(Stored items)
PR #105, opened 2021-01-11
(280) Load all questions at the beginning of a journey, and use task list pattern

LornaHarwood:
## Changes in this PR

- questions are now all loaded at the start of a journey, rather than step by step
- users start the journey at the task list instead of the first question
- check your answers pattern has been replaced by a task list

### Before
Screen Shot 2021-01-18 at 15 33 05
### After
Screen Shot 2021-01-18 at 15 29 59

Screen Shot 2021-01-18 at 15 30 42

## Next steps
- We want to only display the specification when all tasks have been completed
- Remove remaining used code
- Implement sections with the task list
- Implement grouping multiple questions into one task
- Disable the preview endpoint unless `ENV["PREVIEW_APP"]` is `true`
- Retrieve a complete list of questions from a `Category` entry, instead of chaining steps


app/controllers/journeys_controller.rb
```diff
@@ -11,15 +11,18 @@ def new
   end
 
   def show
+    Bullet.enable = false
```
erbridge, line 26: Why are we disabling bullet here?

app/assets/stylesheets/application.scss
```diff
@@ -3,6 +3,7 @@ $govuk-image-url-function: 'image-url';
 
 @import "base/frontend";
 @import "components/specification";
+@import "components/_task-list";
```
erbridge, line 6: Underscore should be unnecessary in the import. IF you're going to add it, I suggest being consistent with `_specification`, too.

app/assets/stylesheets/components/_task-list.scss
```diff
@@ -0,0 +1,69 @@
+// taken from https://github.com/alphagov/govuk-prototype-kit/blob/master/app/assets/sass/patterns/_task-list.scss
```
erbridge, line 1: Reference the exact commit you pulled it from, not `master`, so you can tell if it needs updating.

app/controllers/journeys_controller.rb
```diff
@@ -18,7 +30,7 @@ def show
     @steps = @journey.steps.map { |step| StepPresenter.new(step) }
 
     @answers = @journey.steps.that_are_questions.each_with_object({}) { |step, hash|
-      hash["answer_#{step.contentful_id}"] = step.answer.response.to_s
+      hash["answer_#{step.contentful_id}"] = step.answer&.response.to_s
```
tahb, line 33: Makes sense for now. I can see you've added a next step that says you'd like to only generate the spec when all questions have been answered 👍

spec/features/visitors/anyone_can_complete_a_journey_spec.rb
```diff
@@ -3,35 +3,36 @@
...
-    visit root_path
+    stub_get_contentful_entries(
+      entry_id: "5kZ9hIFDvNCEhjWs72SFwj",
+      fixture_filename: "closed-path-with-multiple-example.json"
+    )
+    journey = CreateJourney.new(category: "catering").call
+    step = journey.steps.find_by(contentful_id: "hfjJgWRg4xiiiImwVRDtZ")
 
-    click_on(I18n.t("generic.button.start"))
+    visit journey_step_path(journey, step)
```
tahb, line 35: I agree with cutting straight to the step path so long as we continue to have our first test here which exercises clicking the 'Start' button 👍

spec/features/visitors/anyone_can_complete_a_journey_spec.rb
```diff
@@ -40,59 +41,25 @@
...
       scenario "user can answer using free text" do
-        stub_get_contentful_entry(
-          entry_id: "hfjJgWRg4xiiiImwVRDtZ",
-          fixture_filename: "short-text-question-example.json"
+        stub_get_contentful_entries(
+          entry_id: "5kZ9hIFDvNCEhjWs72SFwj",
+          fixture_filename: "closed-path-with-multiple-example.json"
         )
+        journey = CreateJourney.new(category: "catering").call
+        step = journey.steps.find_by(contentful_id: "contentful-short-text-question")
```
tahb, line 60: I was expecting the `contentful_id` here to be `5kZ9hIFDvNCEhjWs72SFwj`. How does this work without it?

spec/features/visitors/anyone_can_complete_a_journey_spec.rb
```diff
@@ -247,40 +216,45 @@
...
         example.run
       end
     end
 
     scenario "returns an error message" do
-      stub_get_contentful_entry(
-        entry_id: "8as7df68uhasdnuasdf",
-        fixture_filename: "an-unexpected-question-type-example.json"
+      stub_get_contentful_entries(
+        entry_id: "contentful-unexpected-step-type",
```
tahb, line 223: Ah I see now we are faking the ID in the fixture so it has a more human readable but less realistic value? This seems inconsistently applied in this commit. If I were to add a new test I would be like to feel confident in which approach to take, human readable or realistic.

app/controllers/preview/entries_controller.rb
```diff
@@ -1,7 +1,12 @@
 class Preview::EntriesController < ApplicationController
   def show
-    @journey = Journey.create(category: "catering", next_entry_id: entry_id)
-    redirect_to new_journey_step_path(@journey)
+    @journey = Journey.create(category: "catering")
```
tahb, line 3: This change makes me think of another issue. The impact of creating a journey with _all_ steps for any request to preview. Specifically that it would pollute the database with a lot of information that is never used again. I know Contentful is configured to only use the dedicated Preview environment with separate database, but what do you think about making sure we prevent this feature working on the production environment, perhaps with ENV, in a separate piece of work?

app/views/steps/paragraphs.html.erb
```diff
@@ -4,4 +4,4 @@
 <div class="static-content">
   <%= simple_format(@step.body, wrapper_tag: "p", class: "govuk-body") %>
 </div>
-<%= link_to @step.primary_call_to_action_text, new_journey_step_path, class: "govuk-button" %>
+<%= link_to @step.primary_call_to_action_text, journey_path, class: "govuk-button" %>
```
tahb: A little surprised this works without having to specify which `@journey` we'd like to go and view. Is it being clever and taking `params[:id]`?

app/controllers/journeys_controller.rb
jacksonj04: I've added a next step to find a better way to tackle this, but the PR was getting huge and unwieldy and my brain couldn't find a neat solution.

When we query to get the `Journey` and all its `Step`s on line 28, we include all of the possible answer types which any `Step` might have. If we don't do this for an answer type which we use in the journey, then Bullet tells us to use eager loading when we hit up `.answer` on line 32.

The problem then becomes that when we visit the task list, unless it contains an example of every type of answer, Bullet will complain that we've been unnecessarily eager loading (eg in tests such as `anyone_can_edit_their_answers_spec.rb:25`).

The only way we can include only the relevant types of answer programmatically is by intentionally doubling up on the query, ie once to get a list of all the question types, and then only including the types of answer we know we might have.

The alternative would be to make sure that any time a factory spits out a `Journey` it includes one of each type of question.

app/views/steps/paragraphs.html.erb
```diff
@@ -4,4 +4,4 @@
 <div class="static-content">
   <%= simple_format(@step.body, wrapper_tag: "p", class: "govuk-body") %>
 </div>
-<%= link_to @step.primary_call_to_action_text, journey_path, class: "govuk-button" %>
+<%= link_to @step.primary_call_to_action_text, journey_path(@journey), class: "govuk-button" %>
```
tahb, line 7: Ah here it is. I think this belongs in the previous commit where it was removed.

spec/features/visitors/anyone_can_complete_a_journey_spec.rb
```diff
@@ -64,7 +64,7 @@
         fill_in "answer[response]", with: "email@example.com"
         click_on(I18n.t("generic.button.next"))
 
-        expect(page).to have_content("email@example")
+        expect(step.answer.response).to eql("email@example.com")
```
tahb, line 67: I would suggest that if we are making the user click into each question to check their answer, that we immitate that behaviour here but testing that it appears on the `page` after the additional click. Rather than only having the feature test check the database which I think is less valuable.

tahb: I think this applies to most of the tests in this commit.

tahb (commented):
Looks and works great :+1: 

I have some comments for minor things, a big one about testing the database rather than the page and couple of discussions for future work.

tahb:
Another observation. This actually replaces the need for journey_map/new doesn't it?

app/views/journeys/show.html.erb
```diff
@@ -4,7 +4,15 @@
 <dl class="govuk-summary-list">
   <% @steps.each do |step| %>
     <% if step.question? %>
-      <%= render "#{step.contentful_type}_answer", step: step, answer: step.answer %>
+      <% if step.answer %>
+        <%= render "#{step.contentful_type}_answer", step: step, answer: step.answer %>
+      <% else %>
+      <div class="govuk-summary-list__row">
```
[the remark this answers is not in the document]
erbridge: My past investigations into ERB linting have had no luck. I'd love to find one, though.

app/controllers/preview/entries_controller.rb
jacksonj04: Thought: our next move (or one reasonably soon) is moving away from chained steps to a list of steps. We could tweak the process of creating a journey to accept this list of steps in order, and then for preview we just create a journey and pass it a single step?

app/controllers/journeys_controller.rb
jacksonj04: Solved this using the whitelist pattern. TIL.

spec/fixtures/contentful/multiple-entries-example.json
```diff
@@ -92,14 +92,7 @@
                   {
                       "value": "Cleaning"
                   }
-                ],
```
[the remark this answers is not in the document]
jacksonj04: Removing the `next` here is intentional, as it refers to a non-existing step within this journey (and as such throws a `BuildJourneyOrder::MissingEntryDetected`)

app/views/journeys/show.html.erb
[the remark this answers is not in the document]
jacksonj04: This HTML is overwritten by our later styling fixes to match the task list pattern in the prototype kit.

app/controllers/preview/entries_controller.rb
tahb: Yes that would limit the 'pollution' in such a way that we were back where we were before this change, which would be good. Better and perhaps easier would be to only allow this endpoint to work if `ENV["PREVIEW_APP"]` is true.

Either way, a problem for another day I think.

tahb (approved):
Superb efforts 🙌  Let's :shipit:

**Task instructions:** Wherever a line above contains the string "govuk", copy that line.

**Task result:**
@@ -3,6 +3,7 @@ $govuk-image-url-function: 'image-url';
+// taken from https://github.com/alphagov/govuk-prototype-kit/blob/master/app/assets/sass/patterns/_task-list.scss
   <%= simple_format(@step.body, wrapper_tag: "p", class: "govuk-body") %>
-<%= link_to @step.primary_call_to_action_text, new_journey_step_path, class: "govuk-button" %>
+<%= link_to @step.primary_call_to_action_text, journey_path, class: "govuk-button" %>
   <%= simple_format(@step.body, wrapper_tag: "p", class: "govuk-body") %>
-<%= link_to @step.primary_call_to_action_text, journey_path, class: "govuk-button" %>
+<%= link_to @step.primary_call_to_action_text, journey_path(@journey), class: "govuk-button" %>
 <dl class="govuk-summary-list">
+      <div class="govuk-summary-list__row">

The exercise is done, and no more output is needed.